PR #2902, opened 2022-02-02
EnumerationGraphType supports GraphQLAttributes

Shane32:
@sungam3r You may wish to review or incorporate this during your enum rework

### DIFF
--- a/src/GraphQL/Types/Scalars/EnumerationGraphType.cs
+++ b/src/GraphQL/Types/Scalars/EnumerationGraphType.cs
@@ -140,16 +140,35 @@ namespace GraphQL.Types
                 name: ChangeEnumCase(e.name),
                 value: Enum.Parse(type, e.name),
                 description: e.member.Description(),
-                deprecation: e.member.ObsoleteMessage()
+                deprecation: e.member.ObsoleteMessage(),
+                member: e.member
             ));
 
             Name = type.Name.ToPascalCase();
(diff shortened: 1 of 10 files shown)


src/GraphQL/Types/Scalars/EnumerationGraphType.cs
```diff
@@ -140,16 +140,41 @@ public EnumerationGraphType()
...
+                {
+                    Name = name,
+                    Value = value,
+                    Description = description,
+                    DeprecationReason = deprecation,
+                };
+                bool ignore = false;
+                foreach (var attr in member.GetCustomAttributes<GraphQLAttribute>())
+                {
+                    if (!attr.ShouldInclude(member, true))
```
sungam3r, line 163: true/false? null? for second argument

sungam3r (approved):

src/GraphQL/Types/Scalars/EnumerationGraphType.cs
Shane32: As a scalar is both input and output equally. Do you think I should make the property a nullable bool or just write in the xml comment that it’s true for enums?

Shane32: Changing to null.

sungam3r: ok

**EXERCISE DIRECTIONS**
Print from the line containing "--- a/src/GraphQL/Types/Scalars/EnumerationGraphType.cs" to the last line above, exactly as written.

**TASK OUTPUT**
--- a/src/GraphQL/Types/Scalars/EnumerationGraphType.cs
+++ b/src/GraphQL/Types/Scalars/EnumerationGraphType.cs
@@ -140,16 +140,35 @@ namespace GraphQL.Types
                 name: ChangeEnumCase(e.name),
                 value: Enum.Parse(type, e.name),
                 description: e.member.Description(),
-                deprecation: e.member.ObsoleteMessage()
+                deprecation: e.member.ObsoleteMessage(),
+                member: e.member
             ));
 
             Name = type.Name.ToPascalCase();
(diff shortened: 1 of 10 files shown)


src/GraphQL/Types/Scalars/EnumerationGraphType.cs
```diff
@@ -140,16 +140,41 @@ public EnumerationGraphType()
...
+                {
+                    Name = name,
+                    Value = value,
+                    Description = description,
+                    DeprecationReason = deprecation,
+                };
+                bool ignore = false;
+                foreach (var attr in member.GetCustomAttributes<GraphQLAttribute>())
+                {
+                    if (!attr.ShouldInclude(member, true))
```
sungam3r, line 163: true/false? null? for second argument

sungam3r (approved):

src/GraphQL/Types/Scalars/EnumerationGraphType.cs
Shane32: As a scalar is both input and output equally. Do you think I should make the property a nullable bool or just write in the xml comment that it’s true for enums?

Shane32: Changing to null.

sungam3r: ok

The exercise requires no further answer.